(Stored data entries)
PR #553, opened 2016-01-02
useradd, userdel, usermod: move from common to linux directory

kmoe:
It's my understanding that `useradd`, `userdel`, and `usermod` aren't available on OSX, so I've moved them to the linux directory.


igorshubovych:
You are right! Thanks for catching!
http://superuser.com/questions/320649/groupadd-useradd-not-found-on-mac-osx

PR #554, opened 2016-01-02
head's args aren't in bytes

Parth-Mehrotra:


pages/linux/head.md
```diff
@@ -8,7 +8,7 @@
 
 - Output the first few bytes of a file
 
-`head -c {{size in kilobytes}} {{filename}}`
+`head -c {{size in bytes}} {{filename}}`
```
igorshubovych: Interesting. I would rather put something like
{{bytes_size}}

waldyrious: That wouldn't be as intuitive, IMO. But the token should indeed use underscores as word separators, @Parth-Mehrotra, so I'd suggest `{{size_in_bytes}}`.

Parth-Mehrotra:
Okay @waldyrious @igorshubovych, just replaced all the spaces with underscores

igorshubovych:
Please squash commits.

In future you don't need to squash commits if you do
```shell
git add .
git commit --amend
git push --force
```
This way you are updating your commit and overwriting it in published branch.

Parth-Mehrotra:
Squashed, and updated @igorshubovych

felixonmars:
There are still 2 commits atm, and it should be one.

Parth-Mehrotra:
Good? Or do I need to update this branch as well? @felixonmars

waldyrious:
I now see only one commit, but the diff shows no underscores...

Parth-Mehrotra:
Okay, sorry, never needed to squash commits before and I'm apparently really bad at it haha

felixonmars:
It looks good now, however it shows "This branch is out-of-date with the base branch" and I cannot merge.

waldyrious:
I also see a merge conflict message, but apparently @igorshubovych sees something different in some cases (still a mystery to me how that can happen), so hopefully he can merge.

How to complete this task =
The entries above hold the needed span. Transcribe exactly the lines from the one with "PR #554, opened 2016-01-02" to the one with "Squashed, and updated @igorshubovych", both included.

Exercise result =
PR #554, opened 2016-01-02
head's args aren't in bytes

Parth-Mehrotra:


pages/linux/head.md
```diff
@@ -8,7 +8,7 @@
 
 - Output the first few bytes of a file
 
-`head -c {{size in kilobytes}} {{filename}}`
+`head -c {{size in bytes}} {{filename}}`
```
igorshubovych: Interesting. I would rather put something like
{{bytes_size}}

waldyrious: That wouldn't be as intuitive, IMO. But the token should indeed use underscores as word separators, @Parth-Mehrotra, so I'd suggest `{{size_in_bytes}}`.

Parth-Mehrotra:
Okay @waldyrious @igorshubovych, just replaced all the spaces with underscores

igorshubovych:
Please squash commits.

In future you don't need to squash commits if you do
```shell
git add .
git commit --amend
git push --force
```
This way you are updating your commit and overwriting it in published branch.

Parth-Mehrotra:
Squashed, and updated @igorshubovych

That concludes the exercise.